BEGIN DATA FOR THIS TASK
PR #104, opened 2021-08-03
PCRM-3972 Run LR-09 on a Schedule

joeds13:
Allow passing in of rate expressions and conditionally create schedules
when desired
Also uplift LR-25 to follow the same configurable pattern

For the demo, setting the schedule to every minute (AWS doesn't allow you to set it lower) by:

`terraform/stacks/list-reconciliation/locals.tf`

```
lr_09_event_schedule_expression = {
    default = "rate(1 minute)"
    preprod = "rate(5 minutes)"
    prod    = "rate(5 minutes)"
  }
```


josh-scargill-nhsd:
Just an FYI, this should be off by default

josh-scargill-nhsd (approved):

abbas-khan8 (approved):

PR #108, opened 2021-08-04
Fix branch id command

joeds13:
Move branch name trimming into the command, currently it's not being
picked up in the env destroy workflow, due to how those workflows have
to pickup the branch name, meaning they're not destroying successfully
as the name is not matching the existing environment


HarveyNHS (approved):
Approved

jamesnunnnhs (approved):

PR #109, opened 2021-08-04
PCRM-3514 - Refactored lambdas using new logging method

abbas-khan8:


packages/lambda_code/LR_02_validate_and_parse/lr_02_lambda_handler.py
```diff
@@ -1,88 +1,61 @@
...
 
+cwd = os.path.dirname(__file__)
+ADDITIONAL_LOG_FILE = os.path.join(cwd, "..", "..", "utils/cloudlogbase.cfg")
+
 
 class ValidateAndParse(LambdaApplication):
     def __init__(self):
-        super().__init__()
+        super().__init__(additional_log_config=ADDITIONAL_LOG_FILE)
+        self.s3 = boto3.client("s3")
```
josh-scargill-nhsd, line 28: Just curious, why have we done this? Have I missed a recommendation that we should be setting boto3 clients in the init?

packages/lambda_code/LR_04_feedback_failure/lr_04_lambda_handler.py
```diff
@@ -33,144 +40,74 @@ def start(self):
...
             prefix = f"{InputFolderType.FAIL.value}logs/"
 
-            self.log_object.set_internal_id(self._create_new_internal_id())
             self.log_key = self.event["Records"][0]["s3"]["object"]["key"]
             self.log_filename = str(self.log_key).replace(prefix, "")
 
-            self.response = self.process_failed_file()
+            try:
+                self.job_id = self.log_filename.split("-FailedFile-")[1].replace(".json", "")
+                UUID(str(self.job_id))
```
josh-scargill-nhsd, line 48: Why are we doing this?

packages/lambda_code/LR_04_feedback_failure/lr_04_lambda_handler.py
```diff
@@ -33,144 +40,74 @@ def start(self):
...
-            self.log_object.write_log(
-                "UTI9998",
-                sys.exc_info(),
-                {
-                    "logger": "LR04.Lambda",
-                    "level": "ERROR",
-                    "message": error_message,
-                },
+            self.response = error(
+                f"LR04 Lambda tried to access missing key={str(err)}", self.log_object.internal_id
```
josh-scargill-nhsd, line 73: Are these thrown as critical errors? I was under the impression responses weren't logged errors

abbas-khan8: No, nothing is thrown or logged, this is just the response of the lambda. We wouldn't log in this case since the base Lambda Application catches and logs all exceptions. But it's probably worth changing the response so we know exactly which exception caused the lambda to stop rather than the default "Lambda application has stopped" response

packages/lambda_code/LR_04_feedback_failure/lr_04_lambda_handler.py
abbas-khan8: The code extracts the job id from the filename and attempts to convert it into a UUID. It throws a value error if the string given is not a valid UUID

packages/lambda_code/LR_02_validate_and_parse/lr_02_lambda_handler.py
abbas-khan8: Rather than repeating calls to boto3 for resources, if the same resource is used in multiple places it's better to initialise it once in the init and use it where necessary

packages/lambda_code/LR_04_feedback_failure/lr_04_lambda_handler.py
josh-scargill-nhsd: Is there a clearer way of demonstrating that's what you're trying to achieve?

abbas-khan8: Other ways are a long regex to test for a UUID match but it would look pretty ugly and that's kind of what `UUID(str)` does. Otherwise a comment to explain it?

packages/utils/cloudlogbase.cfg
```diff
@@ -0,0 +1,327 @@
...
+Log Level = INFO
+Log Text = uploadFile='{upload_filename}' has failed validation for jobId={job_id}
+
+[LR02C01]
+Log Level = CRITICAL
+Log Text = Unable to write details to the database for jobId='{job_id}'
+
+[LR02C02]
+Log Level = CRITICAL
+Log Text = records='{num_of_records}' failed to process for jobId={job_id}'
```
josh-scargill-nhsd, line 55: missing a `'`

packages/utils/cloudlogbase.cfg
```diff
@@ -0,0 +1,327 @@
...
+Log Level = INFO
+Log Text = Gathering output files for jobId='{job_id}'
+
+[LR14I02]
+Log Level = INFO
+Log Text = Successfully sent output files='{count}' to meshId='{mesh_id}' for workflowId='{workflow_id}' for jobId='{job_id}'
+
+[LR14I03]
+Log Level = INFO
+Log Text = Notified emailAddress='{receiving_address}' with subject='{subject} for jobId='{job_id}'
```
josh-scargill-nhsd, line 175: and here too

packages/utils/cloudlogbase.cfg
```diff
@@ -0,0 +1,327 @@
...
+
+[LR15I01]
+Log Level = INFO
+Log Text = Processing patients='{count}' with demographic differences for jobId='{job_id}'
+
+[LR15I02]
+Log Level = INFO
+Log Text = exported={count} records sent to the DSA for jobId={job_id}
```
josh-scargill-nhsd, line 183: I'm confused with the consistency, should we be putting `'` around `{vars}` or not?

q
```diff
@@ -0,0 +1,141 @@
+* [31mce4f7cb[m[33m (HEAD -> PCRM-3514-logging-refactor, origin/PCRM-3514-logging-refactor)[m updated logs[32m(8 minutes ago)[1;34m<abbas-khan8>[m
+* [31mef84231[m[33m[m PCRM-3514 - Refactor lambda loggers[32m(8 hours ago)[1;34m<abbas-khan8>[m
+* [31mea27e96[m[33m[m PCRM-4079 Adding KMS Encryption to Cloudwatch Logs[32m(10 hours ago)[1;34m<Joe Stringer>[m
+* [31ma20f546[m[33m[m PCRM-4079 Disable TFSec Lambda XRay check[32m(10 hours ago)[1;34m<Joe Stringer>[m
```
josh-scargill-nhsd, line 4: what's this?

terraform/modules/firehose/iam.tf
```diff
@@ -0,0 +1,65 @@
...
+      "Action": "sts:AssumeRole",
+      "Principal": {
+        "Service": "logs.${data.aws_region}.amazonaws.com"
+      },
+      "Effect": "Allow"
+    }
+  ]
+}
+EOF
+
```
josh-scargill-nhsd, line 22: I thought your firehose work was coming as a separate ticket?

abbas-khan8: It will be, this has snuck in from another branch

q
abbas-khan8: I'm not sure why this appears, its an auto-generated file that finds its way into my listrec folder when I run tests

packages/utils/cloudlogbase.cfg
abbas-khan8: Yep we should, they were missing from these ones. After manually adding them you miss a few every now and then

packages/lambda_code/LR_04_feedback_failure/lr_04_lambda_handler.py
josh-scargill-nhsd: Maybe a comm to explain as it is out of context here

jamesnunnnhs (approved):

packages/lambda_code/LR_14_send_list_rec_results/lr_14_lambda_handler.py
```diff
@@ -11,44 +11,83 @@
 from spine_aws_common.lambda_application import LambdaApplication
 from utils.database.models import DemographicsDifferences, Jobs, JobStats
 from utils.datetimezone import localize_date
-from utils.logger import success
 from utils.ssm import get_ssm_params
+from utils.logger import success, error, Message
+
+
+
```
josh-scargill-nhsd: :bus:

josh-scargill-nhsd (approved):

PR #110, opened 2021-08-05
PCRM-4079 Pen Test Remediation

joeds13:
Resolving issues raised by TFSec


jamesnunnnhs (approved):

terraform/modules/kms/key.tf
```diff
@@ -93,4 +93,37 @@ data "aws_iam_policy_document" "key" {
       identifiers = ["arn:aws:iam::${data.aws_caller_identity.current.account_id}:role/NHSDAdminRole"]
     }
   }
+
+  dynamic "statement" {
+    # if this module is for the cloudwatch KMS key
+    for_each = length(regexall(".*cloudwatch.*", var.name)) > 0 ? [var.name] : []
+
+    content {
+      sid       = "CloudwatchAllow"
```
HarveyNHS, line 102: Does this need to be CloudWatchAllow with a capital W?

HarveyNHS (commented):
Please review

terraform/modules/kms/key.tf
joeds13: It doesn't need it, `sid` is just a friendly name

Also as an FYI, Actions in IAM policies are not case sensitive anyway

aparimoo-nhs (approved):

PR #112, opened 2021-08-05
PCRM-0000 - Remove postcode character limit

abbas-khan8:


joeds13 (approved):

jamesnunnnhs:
END DATA FOR THIS TASK
BEGIN DATA FOR THIS TASK
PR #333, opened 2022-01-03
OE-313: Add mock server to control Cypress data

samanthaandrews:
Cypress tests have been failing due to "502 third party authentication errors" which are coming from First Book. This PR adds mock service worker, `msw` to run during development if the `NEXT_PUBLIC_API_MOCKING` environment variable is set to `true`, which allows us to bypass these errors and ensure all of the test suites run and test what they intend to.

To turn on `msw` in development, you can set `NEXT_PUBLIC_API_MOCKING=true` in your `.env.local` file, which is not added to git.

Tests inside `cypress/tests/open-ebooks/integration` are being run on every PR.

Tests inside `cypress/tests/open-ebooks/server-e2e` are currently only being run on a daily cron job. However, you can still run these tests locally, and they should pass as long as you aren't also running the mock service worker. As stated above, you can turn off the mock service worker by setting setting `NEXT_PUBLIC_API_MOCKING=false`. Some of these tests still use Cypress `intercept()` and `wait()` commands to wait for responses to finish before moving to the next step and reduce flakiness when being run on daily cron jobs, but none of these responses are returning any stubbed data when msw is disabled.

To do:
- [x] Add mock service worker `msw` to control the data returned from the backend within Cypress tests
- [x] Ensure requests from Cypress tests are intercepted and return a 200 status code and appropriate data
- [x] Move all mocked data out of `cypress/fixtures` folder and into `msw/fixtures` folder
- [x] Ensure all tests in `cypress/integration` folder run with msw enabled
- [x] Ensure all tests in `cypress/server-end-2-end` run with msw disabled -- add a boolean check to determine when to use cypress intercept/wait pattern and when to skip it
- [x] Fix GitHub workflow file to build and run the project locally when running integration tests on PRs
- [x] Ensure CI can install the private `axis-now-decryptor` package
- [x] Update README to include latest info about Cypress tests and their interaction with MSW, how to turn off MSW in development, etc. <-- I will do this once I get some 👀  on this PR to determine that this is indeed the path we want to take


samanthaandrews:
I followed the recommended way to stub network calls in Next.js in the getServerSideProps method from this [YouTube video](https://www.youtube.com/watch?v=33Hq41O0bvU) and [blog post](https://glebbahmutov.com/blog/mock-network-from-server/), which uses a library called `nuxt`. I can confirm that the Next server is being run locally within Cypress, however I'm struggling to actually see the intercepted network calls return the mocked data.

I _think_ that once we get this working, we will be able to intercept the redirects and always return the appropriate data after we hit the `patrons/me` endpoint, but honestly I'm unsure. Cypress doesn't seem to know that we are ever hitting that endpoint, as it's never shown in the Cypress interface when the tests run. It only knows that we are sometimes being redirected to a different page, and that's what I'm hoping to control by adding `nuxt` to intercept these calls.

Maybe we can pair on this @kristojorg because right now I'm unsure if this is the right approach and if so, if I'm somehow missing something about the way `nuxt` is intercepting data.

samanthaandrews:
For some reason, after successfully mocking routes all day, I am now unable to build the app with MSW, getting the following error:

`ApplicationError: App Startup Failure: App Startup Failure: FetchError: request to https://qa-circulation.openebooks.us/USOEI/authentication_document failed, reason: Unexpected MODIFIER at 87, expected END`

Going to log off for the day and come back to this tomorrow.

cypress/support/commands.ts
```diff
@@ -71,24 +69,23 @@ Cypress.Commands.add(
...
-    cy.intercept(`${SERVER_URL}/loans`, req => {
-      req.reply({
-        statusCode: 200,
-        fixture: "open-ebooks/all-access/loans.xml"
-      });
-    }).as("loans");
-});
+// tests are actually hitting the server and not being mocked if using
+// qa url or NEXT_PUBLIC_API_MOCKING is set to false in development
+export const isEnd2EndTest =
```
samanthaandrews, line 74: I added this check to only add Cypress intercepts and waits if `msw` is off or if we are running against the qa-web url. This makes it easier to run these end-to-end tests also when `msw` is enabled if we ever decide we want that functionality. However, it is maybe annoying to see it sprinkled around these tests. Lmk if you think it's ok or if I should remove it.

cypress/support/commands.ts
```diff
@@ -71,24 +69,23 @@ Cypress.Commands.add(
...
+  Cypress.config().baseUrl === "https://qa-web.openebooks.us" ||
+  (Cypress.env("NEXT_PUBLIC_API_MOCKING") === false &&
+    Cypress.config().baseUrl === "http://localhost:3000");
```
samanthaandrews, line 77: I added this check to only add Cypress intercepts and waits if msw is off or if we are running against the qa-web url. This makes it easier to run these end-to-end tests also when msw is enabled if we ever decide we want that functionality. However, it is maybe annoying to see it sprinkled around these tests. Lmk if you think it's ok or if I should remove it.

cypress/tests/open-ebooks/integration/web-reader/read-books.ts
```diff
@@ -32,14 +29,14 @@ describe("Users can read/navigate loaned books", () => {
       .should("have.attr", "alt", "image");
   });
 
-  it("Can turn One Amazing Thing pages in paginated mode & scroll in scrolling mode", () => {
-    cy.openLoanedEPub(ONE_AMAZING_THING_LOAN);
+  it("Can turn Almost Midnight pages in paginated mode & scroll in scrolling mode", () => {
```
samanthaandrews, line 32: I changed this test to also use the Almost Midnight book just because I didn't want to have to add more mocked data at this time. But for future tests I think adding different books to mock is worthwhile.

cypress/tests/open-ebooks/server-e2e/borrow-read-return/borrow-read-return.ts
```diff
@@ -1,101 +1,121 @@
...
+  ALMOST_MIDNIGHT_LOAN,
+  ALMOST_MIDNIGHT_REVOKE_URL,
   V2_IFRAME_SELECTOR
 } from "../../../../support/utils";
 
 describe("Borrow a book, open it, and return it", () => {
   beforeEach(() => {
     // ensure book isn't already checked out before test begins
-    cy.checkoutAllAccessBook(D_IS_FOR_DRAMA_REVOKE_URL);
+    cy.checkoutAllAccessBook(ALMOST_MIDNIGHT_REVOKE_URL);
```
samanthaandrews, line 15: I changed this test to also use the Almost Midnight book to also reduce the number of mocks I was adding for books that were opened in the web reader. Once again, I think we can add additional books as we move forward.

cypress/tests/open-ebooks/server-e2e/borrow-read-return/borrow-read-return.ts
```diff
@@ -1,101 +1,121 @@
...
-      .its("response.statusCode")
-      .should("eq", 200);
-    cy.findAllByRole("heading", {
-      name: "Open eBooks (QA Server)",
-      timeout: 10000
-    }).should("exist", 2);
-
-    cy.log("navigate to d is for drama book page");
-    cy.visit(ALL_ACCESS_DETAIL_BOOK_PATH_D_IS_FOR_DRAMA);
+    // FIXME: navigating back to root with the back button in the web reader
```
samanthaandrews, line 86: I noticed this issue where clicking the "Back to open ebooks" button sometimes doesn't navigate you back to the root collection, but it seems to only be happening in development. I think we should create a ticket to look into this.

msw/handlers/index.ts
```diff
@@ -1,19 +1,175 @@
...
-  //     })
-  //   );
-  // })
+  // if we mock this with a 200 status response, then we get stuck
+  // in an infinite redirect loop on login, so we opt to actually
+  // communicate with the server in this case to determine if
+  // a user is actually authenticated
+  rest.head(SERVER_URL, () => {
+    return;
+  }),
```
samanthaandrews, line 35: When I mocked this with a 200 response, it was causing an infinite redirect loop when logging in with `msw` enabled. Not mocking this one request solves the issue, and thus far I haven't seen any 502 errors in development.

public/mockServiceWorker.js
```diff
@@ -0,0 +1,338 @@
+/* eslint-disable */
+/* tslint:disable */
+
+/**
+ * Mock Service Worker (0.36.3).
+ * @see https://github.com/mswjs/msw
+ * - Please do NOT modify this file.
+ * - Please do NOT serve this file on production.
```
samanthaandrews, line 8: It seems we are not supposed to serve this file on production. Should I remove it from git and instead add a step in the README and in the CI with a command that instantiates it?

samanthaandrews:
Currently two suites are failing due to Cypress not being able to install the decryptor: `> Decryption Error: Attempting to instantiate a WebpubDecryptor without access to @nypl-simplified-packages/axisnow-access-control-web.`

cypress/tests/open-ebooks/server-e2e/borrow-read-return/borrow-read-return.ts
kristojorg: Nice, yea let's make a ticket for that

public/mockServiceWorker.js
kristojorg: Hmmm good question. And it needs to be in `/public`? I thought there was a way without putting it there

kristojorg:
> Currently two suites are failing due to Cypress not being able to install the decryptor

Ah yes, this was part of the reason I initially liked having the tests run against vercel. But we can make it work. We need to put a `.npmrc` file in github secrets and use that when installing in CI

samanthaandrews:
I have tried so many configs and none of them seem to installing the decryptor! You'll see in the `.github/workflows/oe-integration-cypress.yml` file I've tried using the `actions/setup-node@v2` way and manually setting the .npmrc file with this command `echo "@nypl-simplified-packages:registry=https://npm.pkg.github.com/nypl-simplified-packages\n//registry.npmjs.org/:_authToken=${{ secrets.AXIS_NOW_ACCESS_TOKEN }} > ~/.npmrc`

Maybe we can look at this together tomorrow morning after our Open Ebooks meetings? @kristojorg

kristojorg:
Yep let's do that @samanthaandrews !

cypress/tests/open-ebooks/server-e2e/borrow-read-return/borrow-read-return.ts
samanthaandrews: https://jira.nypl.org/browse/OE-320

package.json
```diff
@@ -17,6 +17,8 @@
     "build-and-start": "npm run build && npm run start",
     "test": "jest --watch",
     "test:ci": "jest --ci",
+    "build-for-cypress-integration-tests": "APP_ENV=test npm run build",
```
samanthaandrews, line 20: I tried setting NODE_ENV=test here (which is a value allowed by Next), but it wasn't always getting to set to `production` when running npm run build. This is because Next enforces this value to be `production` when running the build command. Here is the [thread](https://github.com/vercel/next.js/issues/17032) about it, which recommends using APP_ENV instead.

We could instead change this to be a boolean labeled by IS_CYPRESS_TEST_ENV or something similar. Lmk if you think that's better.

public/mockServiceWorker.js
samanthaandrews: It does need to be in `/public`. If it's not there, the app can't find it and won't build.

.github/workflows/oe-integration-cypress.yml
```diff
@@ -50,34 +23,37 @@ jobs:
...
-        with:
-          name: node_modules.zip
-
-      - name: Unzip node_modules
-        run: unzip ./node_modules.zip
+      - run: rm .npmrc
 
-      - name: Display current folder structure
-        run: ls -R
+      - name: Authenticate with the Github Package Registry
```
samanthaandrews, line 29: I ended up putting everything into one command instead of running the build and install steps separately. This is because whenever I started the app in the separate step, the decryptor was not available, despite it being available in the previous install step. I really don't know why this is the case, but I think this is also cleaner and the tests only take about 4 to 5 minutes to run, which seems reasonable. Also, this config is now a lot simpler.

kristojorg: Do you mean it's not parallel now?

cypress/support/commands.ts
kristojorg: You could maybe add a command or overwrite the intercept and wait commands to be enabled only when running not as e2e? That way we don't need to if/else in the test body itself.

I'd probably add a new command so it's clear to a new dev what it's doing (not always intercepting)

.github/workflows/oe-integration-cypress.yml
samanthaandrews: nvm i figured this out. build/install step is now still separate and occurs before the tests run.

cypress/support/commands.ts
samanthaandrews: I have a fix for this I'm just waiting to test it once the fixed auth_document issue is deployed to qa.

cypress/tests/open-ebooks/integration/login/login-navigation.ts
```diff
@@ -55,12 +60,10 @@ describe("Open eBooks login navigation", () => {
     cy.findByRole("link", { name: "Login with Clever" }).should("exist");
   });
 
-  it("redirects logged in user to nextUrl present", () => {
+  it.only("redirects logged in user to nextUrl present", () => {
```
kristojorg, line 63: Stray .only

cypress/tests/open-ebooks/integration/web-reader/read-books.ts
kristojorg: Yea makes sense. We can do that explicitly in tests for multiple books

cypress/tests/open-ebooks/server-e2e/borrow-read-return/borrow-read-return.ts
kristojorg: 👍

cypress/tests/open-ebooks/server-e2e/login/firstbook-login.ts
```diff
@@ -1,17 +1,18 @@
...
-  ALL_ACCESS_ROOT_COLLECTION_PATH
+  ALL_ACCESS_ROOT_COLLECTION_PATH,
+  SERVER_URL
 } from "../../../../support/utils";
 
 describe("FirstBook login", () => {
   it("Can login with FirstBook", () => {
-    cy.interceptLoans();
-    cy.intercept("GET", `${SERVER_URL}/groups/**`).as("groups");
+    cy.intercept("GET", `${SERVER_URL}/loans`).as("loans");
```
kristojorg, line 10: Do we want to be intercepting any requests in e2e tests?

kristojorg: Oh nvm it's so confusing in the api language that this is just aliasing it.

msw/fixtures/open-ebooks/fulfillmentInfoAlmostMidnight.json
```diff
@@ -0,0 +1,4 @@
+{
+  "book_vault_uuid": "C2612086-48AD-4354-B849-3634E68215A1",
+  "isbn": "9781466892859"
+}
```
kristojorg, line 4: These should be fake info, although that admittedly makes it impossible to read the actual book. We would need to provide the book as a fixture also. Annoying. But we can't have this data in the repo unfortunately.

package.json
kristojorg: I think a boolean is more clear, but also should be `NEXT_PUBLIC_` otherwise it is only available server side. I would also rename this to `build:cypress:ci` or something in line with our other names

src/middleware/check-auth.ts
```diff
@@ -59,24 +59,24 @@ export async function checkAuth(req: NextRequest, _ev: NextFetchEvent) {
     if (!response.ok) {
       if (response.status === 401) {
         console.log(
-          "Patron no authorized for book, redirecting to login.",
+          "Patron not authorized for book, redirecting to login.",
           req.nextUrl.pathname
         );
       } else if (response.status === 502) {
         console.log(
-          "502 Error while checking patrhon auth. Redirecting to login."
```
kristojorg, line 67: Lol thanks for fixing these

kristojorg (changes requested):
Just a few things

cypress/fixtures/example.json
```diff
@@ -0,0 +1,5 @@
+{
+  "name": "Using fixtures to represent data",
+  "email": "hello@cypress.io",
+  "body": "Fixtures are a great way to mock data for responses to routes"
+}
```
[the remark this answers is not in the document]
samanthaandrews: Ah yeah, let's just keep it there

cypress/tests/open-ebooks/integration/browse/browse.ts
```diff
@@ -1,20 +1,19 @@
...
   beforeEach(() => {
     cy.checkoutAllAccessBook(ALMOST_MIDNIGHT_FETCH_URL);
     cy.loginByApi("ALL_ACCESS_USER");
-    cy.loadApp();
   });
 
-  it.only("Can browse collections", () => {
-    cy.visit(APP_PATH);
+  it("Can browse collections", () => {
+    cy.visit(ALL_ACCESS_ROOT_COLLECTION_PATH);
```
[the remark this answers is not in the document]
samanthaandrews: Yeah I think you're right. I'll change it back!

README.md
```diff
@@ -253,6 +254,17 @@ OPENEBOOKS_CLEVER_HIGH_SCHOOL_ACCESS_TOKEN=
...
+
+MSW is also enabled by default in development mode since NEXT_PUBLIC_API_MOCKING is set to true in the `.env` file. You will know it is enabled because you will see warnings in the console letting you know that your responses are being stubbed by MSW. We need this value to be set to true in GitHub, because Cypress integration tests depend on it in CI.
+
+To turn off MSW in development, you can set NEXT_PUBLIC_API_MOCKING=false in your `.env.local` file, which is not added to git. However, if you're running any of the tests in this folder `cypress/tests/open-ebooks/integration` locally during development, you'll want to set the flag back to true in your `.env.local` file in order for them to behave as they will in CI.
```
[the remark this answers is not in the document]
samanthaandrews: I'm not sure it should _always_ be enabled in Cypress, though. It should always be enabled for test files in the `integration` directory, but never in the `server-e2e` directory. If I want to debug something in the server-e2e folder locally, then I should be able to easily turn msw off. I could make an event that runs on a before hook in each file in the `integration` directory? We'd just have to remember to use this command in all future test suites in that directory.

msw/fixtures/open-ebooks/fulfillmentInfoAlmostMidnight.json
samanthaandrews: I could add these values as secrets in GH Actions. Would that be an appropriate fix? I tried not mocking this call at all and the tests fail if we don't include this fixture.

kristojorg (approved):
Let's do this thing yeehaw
END DATA FOR THIS TASK
BEGIN DATA FOR THIS TASK
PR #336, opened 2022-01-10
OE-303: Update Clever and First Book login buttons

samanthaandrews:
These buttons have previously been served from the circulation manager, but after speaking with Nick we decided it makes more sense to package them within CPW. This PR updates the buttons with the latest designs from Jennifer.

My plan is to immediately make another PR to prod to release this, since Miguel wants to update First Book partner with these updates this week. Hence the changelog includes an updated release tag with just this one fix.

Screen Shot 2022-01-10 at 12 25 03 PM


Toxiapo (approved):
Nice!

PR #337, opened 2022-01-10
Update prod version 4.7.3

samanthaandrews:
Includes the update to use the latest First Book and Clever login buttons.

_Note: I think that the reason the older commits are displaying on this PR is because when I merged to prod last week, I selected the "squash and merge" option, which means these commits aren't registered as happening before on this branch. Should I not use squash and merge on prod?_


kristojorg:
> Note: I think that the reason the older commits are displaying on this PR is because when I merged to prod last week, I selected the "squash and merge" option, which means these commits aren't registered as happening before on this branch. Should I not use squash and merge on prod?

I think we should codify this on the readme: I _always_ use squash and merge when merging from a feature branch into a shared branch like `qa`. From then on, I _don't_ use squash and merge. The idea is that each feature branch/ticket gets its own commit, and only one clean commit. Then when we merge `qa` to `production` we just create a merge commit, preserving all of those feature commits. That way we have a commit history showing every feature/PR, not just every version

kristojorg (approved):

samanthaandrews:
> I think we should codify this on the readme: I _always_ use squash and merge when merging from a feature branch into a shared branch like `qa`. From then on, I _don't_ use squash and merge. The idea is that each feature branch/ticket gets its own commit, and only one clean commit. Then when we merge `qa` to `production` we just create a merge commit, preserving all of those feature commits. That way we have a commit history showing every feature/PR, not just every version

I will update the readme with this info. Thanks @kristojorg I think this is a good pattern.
END DATA FOR THIS TASK
Only lines that include "pattern" belong in the answer; return them from the entries above.

- _RESPONSE TO THE TASK_:
Also uplift LR-25 to follow the same configurable pattern
- [x] Ensure all tests in `cypress/server-end-2-end` run with msw disabled -- add a boolean check to determine when to use cypress intercept/wait pattern and when to skip it
I will update the readme with this info. Thanks @kristojorg I think this is a good pattern.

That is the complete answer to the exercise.